== Segment start ==
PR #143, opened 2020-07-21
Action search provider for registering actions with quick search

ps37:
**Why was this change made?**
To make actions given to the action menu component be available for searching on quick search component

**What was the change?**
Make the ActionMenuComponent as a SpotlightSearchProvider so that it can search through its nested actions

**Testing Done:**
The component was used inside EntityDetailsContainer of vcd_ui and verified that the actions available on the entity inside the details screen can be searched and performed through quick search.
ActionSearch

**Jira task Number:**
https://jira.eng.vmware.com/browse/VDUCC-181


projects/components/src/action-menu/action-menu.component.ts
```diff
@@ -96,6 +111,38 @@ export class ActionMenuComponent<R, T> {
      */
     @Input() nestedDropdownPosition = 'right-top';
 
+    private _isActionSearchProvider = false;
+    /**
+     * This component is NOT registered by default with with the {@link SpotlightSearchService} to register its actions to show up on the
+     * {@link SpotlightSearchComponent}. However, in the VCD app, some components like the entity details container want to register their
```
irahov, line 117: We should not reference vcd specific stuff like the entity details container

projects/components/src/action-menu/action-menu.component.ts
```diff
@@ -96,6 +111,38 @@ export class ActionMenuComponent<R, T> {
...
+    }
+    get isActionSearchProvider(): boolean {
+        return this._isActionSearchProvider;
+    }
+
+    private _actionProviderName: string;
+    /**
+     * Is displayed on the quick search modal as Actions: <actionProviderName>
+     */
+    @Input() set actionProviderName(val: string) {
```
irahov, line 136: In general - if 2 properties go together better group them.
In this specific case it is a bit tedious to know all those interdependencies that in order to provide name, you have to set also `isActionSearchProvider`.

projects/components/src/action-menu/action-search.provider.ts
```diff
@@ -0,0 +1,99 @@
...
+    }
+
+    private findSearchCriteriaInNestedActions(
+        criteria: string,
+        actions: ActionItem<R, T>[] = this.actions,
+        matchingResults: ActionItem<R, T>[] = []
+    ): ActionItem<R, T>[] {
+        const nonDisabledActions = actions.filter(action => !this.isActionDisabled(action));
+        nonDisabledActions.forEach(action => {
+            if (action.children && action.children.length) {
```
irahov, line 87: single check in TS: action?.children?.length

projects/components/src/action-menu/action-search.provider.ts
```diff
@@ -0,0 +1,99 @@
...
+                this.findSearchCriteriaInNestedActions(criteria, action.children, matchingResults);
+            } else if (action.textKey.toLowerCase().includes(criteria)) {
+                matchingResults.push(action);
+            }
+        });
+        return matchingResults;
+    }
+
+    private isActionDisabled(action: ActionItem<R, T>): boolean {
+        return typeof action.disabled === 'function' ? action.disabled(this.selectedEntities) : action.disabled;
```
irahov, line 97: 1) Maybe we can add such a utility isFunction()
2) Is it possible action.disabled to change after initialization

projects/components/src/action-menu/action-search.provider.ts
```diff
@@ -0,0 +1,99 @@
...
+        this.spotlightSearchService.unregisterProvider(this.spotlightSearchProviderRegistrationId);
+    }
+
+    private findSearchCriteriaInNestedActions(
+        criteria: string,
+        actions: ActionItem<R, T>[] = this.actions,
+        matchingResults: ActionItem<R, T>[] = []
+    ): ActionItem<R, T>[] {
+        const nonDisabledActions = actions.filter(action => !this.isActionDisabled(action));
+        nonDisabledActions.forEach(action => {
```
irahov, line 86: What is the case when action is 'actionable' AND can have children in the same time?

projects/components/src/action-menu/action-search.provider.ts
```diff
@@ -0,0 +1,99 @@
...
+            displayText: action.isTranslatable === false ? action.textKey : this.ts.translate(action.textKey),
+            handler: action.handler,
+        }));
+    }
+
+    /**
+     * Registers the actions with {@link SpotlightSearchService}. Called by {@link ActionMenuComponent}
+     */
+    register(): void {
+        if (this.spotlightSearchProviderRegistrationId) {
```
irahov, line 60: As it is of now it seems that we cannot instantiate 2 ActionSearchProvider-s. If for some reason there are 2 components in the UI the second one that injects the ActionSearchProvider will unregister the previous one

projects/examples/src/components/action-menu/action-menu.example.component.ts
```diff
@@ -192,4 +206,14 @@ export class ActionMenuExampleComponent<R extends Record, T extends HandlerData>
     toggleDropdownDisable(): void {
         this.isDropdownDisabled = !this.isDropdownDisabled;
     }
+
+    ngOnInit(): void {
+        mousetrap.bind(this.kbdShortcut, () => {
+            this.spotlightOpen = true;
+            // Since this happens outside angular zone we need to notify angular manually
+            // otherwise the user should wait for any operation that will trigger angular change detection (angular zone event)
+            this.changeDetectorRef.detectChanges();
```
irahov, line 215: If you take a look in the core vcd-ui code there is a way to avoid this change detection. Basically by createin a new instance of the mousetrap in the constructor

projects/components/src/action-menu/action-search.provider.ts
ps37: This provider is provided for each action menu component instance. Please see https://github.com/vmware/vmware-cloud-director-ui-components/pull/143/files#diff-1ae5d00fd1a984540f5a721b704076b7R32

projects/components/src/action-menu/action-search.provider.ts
== Segment end ==
== Segment start ==
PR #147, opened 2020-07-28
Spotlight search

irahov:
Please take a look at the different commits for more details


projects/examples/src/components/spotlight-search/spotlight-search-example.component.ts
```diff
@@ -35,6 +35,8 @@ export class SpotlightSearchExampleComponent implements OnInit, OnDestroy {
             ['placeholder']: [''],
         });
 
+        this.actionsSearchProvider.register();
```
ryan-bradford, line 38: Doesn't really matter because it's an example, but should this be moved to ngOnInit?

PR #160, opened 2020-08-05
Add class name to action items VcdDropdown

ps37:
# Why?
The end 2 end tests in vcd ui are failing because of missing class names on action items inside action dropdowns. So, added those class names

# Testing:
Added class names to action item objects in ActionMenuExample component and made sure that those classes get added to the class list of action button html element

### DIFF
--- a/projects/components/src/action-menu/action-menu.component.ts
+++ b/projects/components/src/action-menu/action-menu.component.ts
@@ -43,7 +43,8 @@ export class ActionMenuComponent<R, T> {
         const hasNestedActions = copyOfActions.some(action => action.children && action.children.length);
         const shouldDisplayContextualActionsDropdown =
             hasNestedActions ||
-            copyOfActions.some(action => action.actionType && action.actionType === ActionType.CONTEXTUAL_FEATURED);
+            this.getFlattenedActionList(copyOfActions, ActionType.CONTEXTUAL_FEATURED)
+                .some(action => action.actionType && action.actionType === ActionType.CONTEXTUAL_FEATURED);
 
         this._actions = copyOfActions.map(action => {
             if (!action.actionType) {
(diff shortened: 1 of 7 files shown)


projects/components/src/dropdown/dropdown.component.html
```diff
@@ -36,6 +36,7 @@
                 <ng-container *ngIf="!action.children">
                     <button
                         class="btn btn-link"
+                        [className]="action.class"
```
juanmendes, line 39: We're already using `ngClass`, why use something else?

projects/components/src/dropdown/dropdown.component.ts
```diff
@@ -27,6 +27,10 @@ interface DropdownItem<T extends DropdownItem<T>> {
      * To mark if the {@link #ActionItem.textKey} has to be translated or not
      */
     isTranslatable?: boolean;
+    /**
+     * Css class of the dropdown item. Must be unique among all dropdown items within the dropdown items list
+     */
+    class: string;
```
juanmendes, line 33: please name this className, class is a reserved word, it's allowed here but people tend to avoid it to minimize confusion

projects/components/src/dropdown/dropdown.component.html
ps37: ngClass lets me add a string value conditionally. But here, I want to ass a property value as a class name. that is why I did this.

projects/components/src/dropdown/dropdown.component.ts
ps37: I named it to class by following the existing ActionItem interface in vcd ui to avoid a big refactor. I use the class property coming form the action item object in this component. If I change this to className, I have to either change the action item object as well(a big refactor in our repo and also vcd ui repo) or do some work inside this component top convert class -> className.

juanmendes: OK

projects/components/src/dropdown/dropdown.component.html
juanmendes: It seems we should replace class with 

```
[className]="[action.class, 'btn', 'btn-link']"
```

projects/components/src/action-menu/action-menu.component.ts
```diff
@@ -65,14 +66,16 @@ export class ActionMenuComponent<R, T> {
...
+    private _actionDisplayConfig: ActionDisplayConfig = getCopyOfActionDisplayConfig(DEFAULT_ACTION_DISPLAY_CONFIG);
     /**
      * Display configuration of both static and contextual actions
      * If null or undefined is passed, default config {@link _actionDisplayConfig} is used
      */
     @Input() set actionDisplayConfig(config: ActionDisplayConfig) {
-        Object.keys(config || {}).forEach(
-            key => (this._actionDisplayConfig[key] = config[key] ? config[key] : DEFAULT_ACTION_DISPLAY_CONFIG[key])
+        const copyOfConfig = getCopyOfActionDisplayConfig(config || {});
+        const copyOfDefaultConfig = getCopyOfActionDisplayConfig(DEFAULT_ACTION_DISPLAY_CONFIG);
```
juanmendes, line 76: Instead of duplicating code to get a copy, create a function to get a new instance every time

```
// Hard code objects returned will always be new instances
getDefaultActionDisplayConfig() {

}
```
== Segment end ==
== Segment start ==
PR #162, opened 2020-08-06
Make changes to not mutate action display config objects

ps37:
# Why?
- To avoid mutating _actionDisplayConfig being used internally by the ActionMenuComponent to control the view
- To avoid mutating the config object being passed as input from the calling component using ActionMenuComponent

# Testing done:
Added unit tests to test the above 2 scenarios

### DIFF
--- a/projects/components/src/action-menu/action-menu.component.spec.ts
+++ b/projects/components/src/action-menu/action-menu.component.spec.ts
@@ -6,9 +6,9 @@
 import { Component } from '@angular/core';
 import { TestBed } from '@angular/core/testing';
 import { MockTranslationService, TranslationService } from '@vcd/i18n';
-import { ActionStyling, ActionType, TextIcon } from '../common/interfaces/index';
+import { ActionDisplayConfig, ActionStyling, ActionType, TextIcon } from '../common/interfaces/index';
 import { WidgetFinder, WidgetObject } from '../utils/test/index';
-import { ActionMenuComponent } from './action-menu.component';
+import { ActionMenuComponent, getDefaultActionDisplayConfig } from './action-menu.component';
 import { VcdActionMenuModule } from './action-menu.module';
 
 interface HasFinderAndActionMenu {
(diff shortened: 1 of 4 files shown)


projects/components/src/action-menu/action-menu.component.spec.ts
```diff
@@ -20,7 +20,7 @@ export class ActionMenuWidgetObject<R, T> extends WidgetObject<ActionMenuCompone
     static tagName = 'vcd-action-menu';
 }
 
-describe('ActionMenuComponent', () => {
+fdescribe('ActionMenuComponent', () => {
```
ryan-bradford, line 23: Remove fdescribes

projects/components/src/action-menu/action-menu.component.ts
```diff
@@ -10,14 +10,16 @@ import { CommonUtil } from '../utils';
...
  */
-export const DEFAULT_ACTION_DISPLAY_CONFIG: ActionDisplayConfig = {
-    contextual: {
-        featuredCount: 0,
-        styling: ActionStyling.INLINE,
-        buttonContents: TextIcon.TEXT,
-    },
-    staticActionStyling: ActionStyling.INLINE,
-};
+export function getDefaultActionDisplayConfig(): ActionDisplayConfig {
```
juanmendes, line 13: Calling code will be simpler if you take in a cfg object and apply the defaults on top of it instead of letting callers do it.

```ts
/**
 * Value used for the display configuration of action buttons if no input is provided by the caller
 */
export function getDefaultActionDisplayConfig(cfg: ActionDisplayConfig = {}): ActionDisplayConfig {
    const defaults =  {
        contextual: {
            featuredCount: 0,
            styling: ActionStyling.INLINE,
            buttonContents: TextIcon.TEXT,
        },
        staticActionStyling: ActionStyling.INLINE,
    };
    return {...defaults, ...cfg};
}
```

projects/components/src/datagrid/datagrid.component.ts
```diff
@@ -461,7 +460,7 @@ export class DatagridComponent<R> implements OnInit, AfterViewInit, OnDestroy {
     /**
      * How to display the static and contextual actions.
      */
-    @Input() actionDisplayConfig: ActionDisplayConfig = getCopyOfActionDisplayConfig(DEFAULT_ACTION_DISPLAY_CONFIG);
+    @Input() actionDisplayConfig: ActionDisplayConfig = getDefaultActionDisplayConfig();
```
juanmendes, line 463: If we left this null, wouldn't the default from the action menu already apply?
== Segment end ==
• [PROBLEM TO WORK ON]: Check each line above for the string "specific" and copy the ones that have it.

• [SOLUTION FOR THIS EXERCISE]:
irahov, line 117: We should not reference vcd specific stuff like the entity details container
In this specific case it is a bit tedious to know all those interdependencies that in order to provide name, you have to set also `isActionSearchProvider`.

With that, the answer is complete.